Picture above: Vinayak Vad, Komal, and Aparna at Earth4Ever’s Vad Permaculture Demonstration Site in Maharashtra, India.

This year also sees the launch of two new collaborative prizes – alongside the Spring Prize’s regular four categories: Influence, Established, Young and Intentional awards – in partnership with Be The Earth Foundation and Abundant Earth Foundation.

Although the shortlist is extremely diverse and spans multiple bioregions, interesting common themes can be identified.

Shortlisted projects were seen to be taking ownership of most or all of the UN’s Sustainable Development Goals (SDGs) in an integrated way, while over half of the groups were integrating ancient or indigenous wisdom in their work. Projects adapt regenerative practices as a means of achieving SDGs and other goals in a way that remains relevant to projects’ local contexts and culture. Climate Change was the most common issue being addressed – not just in terms of preventing it but adapting to and mitigating the effects that are already being felt by projects and their stakeholders.

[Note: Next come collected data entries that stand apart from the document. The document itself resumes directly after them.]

PR #3705, opened 2026-07-09
agama-network: fix handling of flags for VLAN interfaces (based on #3702 for fixing #3701)

teclator:
## Problem

VLAN flags are not handled correctly as reported by (#3701).

- Issue https://github.com/agama-project/agama/pull/3701
- Proposed solution (https://github.com/agama-project/agama/pull/3702)
- https://bugzilla.suse.com/show_bug.cgi?id=1271222

## Solution

Based on @jeffmahoney proposed solution, we have extended it in order to handle properly the VLAN flags in case them are modified not setting it always as 1 but using the current value instead.

## Testing

- *Added a new unit test*


rust/agama-network/src/nm/dbus.rs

Projects were driven by a range of stakeholders, including grassroots campaigners, small scale agro-ecological producers, regenerative businesses, indigenous groups, academics, global solidarity networks and think tanks. Their work addresses multiple issues needed to support life, including ecosystem restoration, regenerative food production, building community, creating resilient housing and circular economies, whilst also supporting displaced people, protecting indigenous rights and access to land.

 

The 2021 shortlist can be viewed online at springprize.org

What is the LUSH Spring Prize?

The LUSH Spring Prize was set up to support ‘regenerative’ projects – those that go beyond sustainability by taking holistic approaches to building the health of ecology, economy and social systems. It seeks to support those who are actively involved in restoring all the systems they are part of. By supporting regenerative projects the Spring Prize hopes to raise the profile of the movement as a whole to inspire more individuals, groups,communities, funders and businesses to start engaging with regenerative processes. The LUSH Spring Prize is a joint venture between LUSH Cosmetics and Ethical Consumer and is now in its fourth cycle, having started in 2017 and distributed more than £600,000 to date.

The 2021 Prizes

The 2021 Spring Prize’s four core categories, and two special categories, are as follows:

For great new ideas and projects up to 1 year old. This prize is for individuals, communities, aspiring businesses or newly formed groups and organisations to help establish a strong foundation from which to grow.  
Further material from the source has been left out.